Beekman v. Beekman

645 N.E.2d 1332, 96 Ohio App. 3d 783, 1994 Ohio App. LEXIS 4886
CourtOhio Court of Appeals
DecidedOctober 25, 1994
DocketNo. 93 CA 519.
StatusPublished
Cited by31 cases

This text of 645 N.E.2d 1332 (Beekman v. Beekman) is published on Counsel Stack Legal Research, covering Ohio Court of Appeals primary law. Counsel Stack provides free access to over 12 million legal documents including statutes, case law, regulations, and constitutions.

Bluebook
Beekman v. Beekman, 645 N.E.2d 1332, 96 Ohio App. 3d 783, 1994 Ohio App. LEXIS 4886 (Ohio Ct. App. 1994).

Opinions

Grey, Judge.

This is an-appeal from a judgment of the Common Pleas Court of Pike County. The court found there had been a change of circumstances and granted a change, of custody of one of the parties’ minor children from the mother to the father. We affirm.

The parties were divorced on August 28, 1991. Mrs. Beekman, now Mrs. Sturgell, was granted custody of the parties’ two minor children, Whitney, d.o.b. March 22,1990, and Clinton, d.o.b. February 2,1988. 'Mr. Beekman (“Beekman”) was granted visitation. The record shows that Sturgell continually refused to comply with the court-ordered visitation and that Beekman responded with motions for contempt to compel visitation. On September 21, 1992, Sturgell was found in contempt, sentenced to thirty days in jail and required to pay $125 for Beekman’s attorney fees. The sentence was suspended provided Sturgell complied with the court-ordered visitation and paid the attorney fees before November 1, 1992.

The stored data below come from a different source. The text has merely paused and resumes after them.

PR #431, opened 2026-07-21
feat: ACI-5116 Bazel credential helper

Badlazzor:
## Summary
- Adds hidden root `bitrise-build-cache get` command implementing the [Bazel `--credential_helper` JSON protocol](https://bazel.build/reference/command-line-reference#flag--credential_helper). Reads `{"uri":...}` on stdin, resolves the auth token via the same precedence chain as the rest of the CLI (envs → keychain → multiplatform config), and writes `{"headers":{"authorization":["Bearer <token>"]}}` on stdout. Bazel spawns the helper as `<binary> get` per the EngFlow Credential Helper spec, so the entry point sits at the CLI root, hidden from `--help`. Root `PersistentPreRun` is bypassed on `get` for low-latency spawns.
- `activate bazel` (and `enable-for bazel`) now write `build --credential_helper=*.services.bitrise.io=<abs-cli-path>` into the local branch of `~/.bazelrc` instead of the two `--remote_header=authorization="Bearer <token>"` / `--bes_header=authorization=...` lines. Wildcard scopes the helper to Bitrise endpoints only, so Bazel does not call it for public URIs like `bcr.bazel.build`. CI activations (`CIProvider` set) keep the literal header — same split Gradle uses since ACI-5028: local dev keeps credentials out of plain text on disk, CI trades a per-RPC CLI spawn for stable header injection.
- Folds in a one-line comment accuracy fix in `cmd/common/root.go`: `hydrateStoredAuth` refreshes the PAT **in the credential store**, not "into the auth env vars".

Local snapshot from a smoke test (`activate bazel` with no `BITRISE_IO`):

```
build --credential_helper=*.services.bitrise.io=/tmp/bbc-aci-5116
build --remote_cache=grpcs://bitrise-accelerate.services.bitrise.io
build --remote_timeout=600s
build --remote_header=x-flare-buildtool=bazel
...
build --bes_backend=grpcs://flare-bes.services.bitrise.io:443
build --bes_results_url=https://app.bitrise.io/build-cache/invocations/bazel/
...
```

No literal `Bearer <token>` anywhere. The CI branch (`BITRISE_IO=true BITRISE_BUILD_SLUG=x`) still emits `--remote_header=authorization="Bearer <token>"` + `--bes_header=authorization=...`.

## Test plan
- [x] Unit tests: `internal/bazelcredhelper/` (JSON round-trip, malformed input, JWT/PAT parity with existing header behavior).
- [x] Unit tests: `internal/config/bazel/bazel_config_generate_test.go` — added `expectedLocalHelperConfig`, `expectedCIFallbackHeaders`, `expectedHelperCacheDisabled`; existing snapshots unchanged.
- [x] Manual smoke: `echo '{"uri":"x"}' | bitrise-build-cache get` returns valid JSON on stdout, logs stay on stderr.
- [x] Manual smoke: `activate bazel` on local (no `BITRISE_IO`) writes `--credential_helper=*.services.bitrise.io=<abs-path>`, no plain-text token.
- [x] Manual smoke: `activate bazel` with `BITRISE_IO=true BITRISE_BUILD_SLUG=x` keeps the literal `authorization="Bearer <token>"` lines.
- [x] E2E: new `feature-e2e-bazel-bitrisedc-credhelper` workflow (`bitrise.yml`) unsets `BITRISE_IO` to force the local-dev branch, runs `bazel build //src:bazel-dev` against `github.com/bitrise-io/bazel.git` using the generated `~/.bazelrc`, and asserts (a) `--credential_helper=*.services.bitrise.io=` is present, (b) no `Bearer ` / `authorization=` in `.bazelrc`, (c) the invocation reaches the API with `ciProvider=unknown`, `tool=bazel`, `cacheHitRate > 0`. Last run: 99.92% cache hit (3803/3806 cached actions) via the helper.


cmd/get/get.go
```diff
@@ -0,0 +1,42 @@
...
+// Credential Helper spec. This hidden root subcommand is the spawn target.
+
+//nolint:gochecknoglobals
+var getCmd = &cobra.Command{
+	Use:           "get",
+	Short:         "Bazel credential helper protocol entry point",
+	Hidden:        true,
+	SilenceUsage:  true,
+	SilenceErrors: true,
+	// Bazel spawns the helper N times in parallel with a tight per-invocation
```
zsolt-marta-bitrise, line 23: Nice thinking about the quick spawning

cmd/get/get.go
```diff
@@ -0,0 +1,42 @@
...
+	"github.com/bitrise-io/bitrise-build-cache-cli/v3/internal/bazelcredhelper"
+	"github.com/bitrise-io/bitrise-build-cache-cli/v3/internal/utils"
+)
+
+// Bazel invokes `--credential_helper=<path>` as `<path> get`, per the EngFlow
+// Credential Helper spec. This hidden root subcommand is the spawn target.
+
+//nolint:gochecknoglobals
+var getCmd = &cobra.Command{
+	Use:           "get",
```
zsolt-marta-bitrise, line 18: This is so weird that we have a fixed argument here and have to add a non-sensible command here

internal/bazelcredhelper/helper.go
```diff
@@ -0,0 +1,63 @@
...
+	}
+
+	cfg, _, err := configcommon.ResolveAuthConfig(envs)
+	if err != nil {
+		return fmt.Errorf("resolve auth config: %w", err)
+	}
+
+	resp := GetCredentialsResponse{
+		Headers: map[string][]string{
+			"authorization": {"Bearer " + cfg.AuthToken},
```
zsolt-marta-bitrise, line 54: can we read other locally static metadata like username/cpu/mem (paired with a backend change to parse them if anyone is missing, but afaik we have this already)? That way we would have that metadata without relying on customer wiring

zsolt-marta-bitrise (approved):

After the finding of contempt, visitation went well for approximately one month. Then Sturgell again refused visitation, charging that Beekman had sexually abused Whitney. Children’s Services was notified, the authorities were called to investigate and psychological profiles were ordered. The charges were never substantiated. Beekman then moved for a change of custody, arguing that the on-going refusal to honor the court-ordered visitation constituted a change of circumstances. The case was heard on December 19, 1992 and March 19, 1993. On August 27, 1993, the court filed its judgment awarding custody of Clinton to Beekman and granting visitation to Sturgell. Sturgell timely filed a notice of appeal and assigns the following errors.

FIRST ASSIGNMENT OF ERROR

“The trial court erred in modifying the earlier allocation of parental rights and responsibilities by separating the children, when the manifest weight of the *786 evidence showed no material change of circumstances, therefore, rendering the modification contrary to law.”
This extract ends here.